Initially, when a program is started, the locale is the \samp{C} locale, no
matter what the user's preferred locale is.  The program must
explicitly say that it wants the user's preferred locale settings by
calling \code{setlocale(LC_ALL, "")}.

It is generally a bad idea to call \function{setlocale()} in some library
routine, since as a side effect it affects the entire program.  Saving
and restoring it is almost as bad: it is expensive and affects other
threads that happen to run before the settings have been restored.

If, when coding a module for general use, you need a locale
independent version of an operation that is affected by the locale
(e.g. \function{string.lower()}, or certain formats used with
\function{time.strftime()})), you will have to find a way to do it
without using the standard library routine.  Even better is convincing
yourself that using locale settings is okay.  Only as a last resort
should you document that your module is not compatible with
non-\samp{C} locale settings.

The case conversion functions in the
\refmodule{string}\refstmodindex{string} and
\module{strop}\refbimodindex{strop} modules are affected by the locale
settings.  When a call to the \function{setlocale()} function changes
the \constant{LC_CTYPE} settings, the variables
\code{string.lowercase}, \code{string.uppercase} and
\code{string.letters} (and their counterparts in \module{strop}) are
recalculated.  Note that this code that uses these variable through
`\keyword{from} ... \keyword{import} ...', e.g. \code{from string
import letters}, is not affected by subsequent \function{setlocale()}
calls.

The only way to perform numeric operations according to the locale
is to use the special functions defined by this module:
\function{atof()}, \function{atoi()}, \function{format()},
\function{str()}.

\subsection{For extension writers and programs that embed Python}
\label{embedding-locale}

Extension modules should never call \function{setlocale()}, except to
find out what the current locale is.  But since the return value can
only be used portably to restore it, that is not very useful (except
perhaps to find out whether or not the locale is \samp{C}).
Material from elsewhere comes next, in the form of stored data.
PR #15742, opened 2025-12-08
chore(docs): delete github deployment gate

cathteng:
This is no longer supported (we've removed all the infra). The app can be deleted too


leeandher (approved):
🔥

PR #15816, opened 2025-12-15
feat(lambda-layers): make ARN easier to see & copy

shellmayr:
- Pre-select a region to show an ARN without user interaction
- Put the ARN into a code block instead of plain text to make it more obvious that there is something to copy here

**Before** 
Screenshot 2025-12-15 at 09 58 52
Screenshot 2025-12-15 at 09 58 57

**After**
Screenshot 2025-12-15 at 09 59 05


shellmayr:
@andreiborza yeah that's a great idea, let me rehash this

shellmayr:
Just cleaning things up - I tried adapting it but it's not great, so closing this because I don't want to spend more time on it atm.

PR #2208, opened 2022-12-06
Updater: add missing config docstring

MVrachev:
Updater: add missing config docstring.


jku (approved):
Looks fine to me, although we could just remove all the "Optionals" in the descriptions: it looks like a repeat of the annotation autodoc already adds.

PR #2215, opened 2022-12-09
changed depreciated __metaclass__ to metaclass

### LINKED ISSUE #2196: code uses python 2 "__metaclass__"
python-tuf and securesystemslib both use class variable `__metaclass__ = abc.ABCMeta` to implement abstract classes. This does nothing in Python3 -- classes can be instantiated even if they have that class variable set 

The actually supported methods are
```python
from abc import ABC
class MyABC(ABC)
```
and
```python
from abc import ABCMeta
class MyABC(metaclass=ABCMeta)
```
the latter may be safer (WRT multiple inheritance issues)

aditya-shrivastavv:
Fixes #2196 

In **Python 2**, the `__metaclass__ `attribute is used to specify the `metaclass` for a class. In **Python 3**, this syntax has been _changed_, and the metaclass keyword argument is used instead.

- [x] Tox test had ran successfully.

It's a simple fix which can be verified by anyone

### DIFF
--- a/tuf/ngclient/fetcher.py
+++ b/tuf/ngclient/fetcher.py
@@ -17,7 +17,7 @@ logger = logging.getLogger(__name__)
 
 
 # Classes
-class FetcherInterface:
+class FetcherInterface(abc.ABC):
     """Defines an interface for abstract network download.
 
     By providing a concrete implementation of the abstract interface,
@@ -28,7 +28,7 @@ class FetcherInterface:
     The public API of the class is already implemented.
     """
 
-    __metaclass__ = abc.ABCMeta
+    metaclass = abc.ABCMeta
 
     @abc.abstractmethod
     def _fetch(self, url: str) -> Iterator[bytes]:
--- a/tuf/ngclient/fetcher.py
+++ b/tuf/ngclient/fetcher.py
@@ -17,7 +17,7 @@ logger = logging.getLogger(__name__)
 
 
 # Classes
-class FetcherInterface(abc.ABC):
+class FetcherInterface(metaclass=abc.ABCMeta):
     """Defines an interface for abstract network download.
 
     By providing a concrete implementation of the abstract interface,
@@ -27,8 +27,6 @@ class FetcherInterface(abc.ABC):
     Implementations of FetcherInterface only need to implement ``_fetch()``.
     The public API of the class is already implemented.
     """
-
-    metaclass = abc.ABCMeta
 
     @abc.abstractmethod
     def _fetch(self, url: str) -> Iterator[bytes]:


jku (changes requested):
Thank you. Please have a look at https://docs.python.org/3/library/abc.html for an example of how `metaclass=abc.ABCMeta` keyword works.

You can verify your work by trying this:
```python
from tuf.ngclient import FetcherInterface
FetcherInterface()
```
this should fail as FetcherInterface should be an abstract class that can't be instantiated. Currently it does not fail.

Also, please make sure your commit includes
* message that describes what you are doing
* signed-off-by as described in docs/CONTRIBUTING.md

aditya-shrivastavv:
Hey jku ! 
I am extremely sorry for my mistakes in the PR.
I tried to correct my mistakes in the new commits, please have a look at them.
I am happy to say that have successfully implemented your "Changes Requested" now after running the commands:
```
from tuf.ngclient import FetcherInterface
FetcherInterface()
```
Error generates which says like - abstract class can't be instantiated. please have a look at it.
once again I want to apologize for causing problems. i am still learning, let me know if some more things need to be corrected.

references taken for solving the problems -
1.
https://www.quora.com/Why-do-we-use-abstract-class-Python-if-we-cannot-instantiate-it-it-is-only-inherited-Why-do-we-not-create-another-classes-instead-What-is-the-secret-behind-that-kind-of-classes
2.
https://stackoverflow.com/questions/67498595/in-python-can-an-abstract-class-be-instantiated

aditya-shrivastavv (commented):
requested changes - FetcherInterface should be an abstract class that can't be instantiated.
Fixed👍

jku (changes requested):
There is a weird extra commit in this branch: I believe it'll go away if you rebase this branch on current origin/develop (and force push the branch) since the change is in origin/develop already.

The PR message is correct and this code does work but 
* class now derives from class ABC instead of using the keyword "metaclass" like the PR message says
* there's a new unused class variable "metaclass": there's no need for that

aditya-shrivastavv:
i have removed unused line `metaclass = abc.ABCMeta` and inside `class FetcherInterface()`.
I have used `class FetcherInterface(metaclass=abc.ABCMeta):`

I think this solved the problems-
- FetcherInterface should be an abstract class that can't be instantiated.
- class now derives from class ABC instead of using the keyword "metaclass"
- removed new unused class variable "metaclass"

jku (approved):
Thanks, looks good to me.

I'll merge this as is but as advice for future: with the merge commit that I'll create we will end up with four commits for this two-line change, that's quite a lot. Your 3 commits could have been rebased and squashed into a single commit. Some maintainers don't mind unneeded merges and such but I try to keep the git log readable for future developers .

Thanks for the PR!

aditya-shrivastavv:
thanks jku, I will keep that in mind and be extra carefull next time. thank you for guiding me. Looking forward to more contributions😊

When Python is embedded in an application, if the application sets the
locale to something specific before initializing Python, that is
generally okay, and Python will use whatever locale is set,
\emph{except} that the \constant{LC_NUMERIC} locale should always be
\samp{C}.

The \function{setlocale()} function in the \module{locale} module
gives the Python progammer the impression that you can manipulate the
\constant{LC_NUMERIC} locale setting, but this not the case at the C
level: C code will always find that the \constant{LC_NUMERIC} locale
setting is \samp{C}.  This is because too much would break when the
decimal point character is set to something else than a period
(e.g. the Python parser would break).  Caveat: threads that run
without holding Python's global interpreter lock may occasionally find
that the numeric locale setting differs; this is because the only
portable way to implement this feature is to set the numeric locale
settings to what the user requests, extract the relevant
characteristics, and then restore the \samp{C} numeric locale.

When Python code uses the \module{locale} module to change the locale,
this also affects the embedding application.  If the embedding
application doesn't want this to happen, it should remove the
\module{_locale} extension module (which does all the work) from the
table of built-in modules in the \file{config.c} file, and make sure
that the \module{_locale} module is not accessible as a shared library.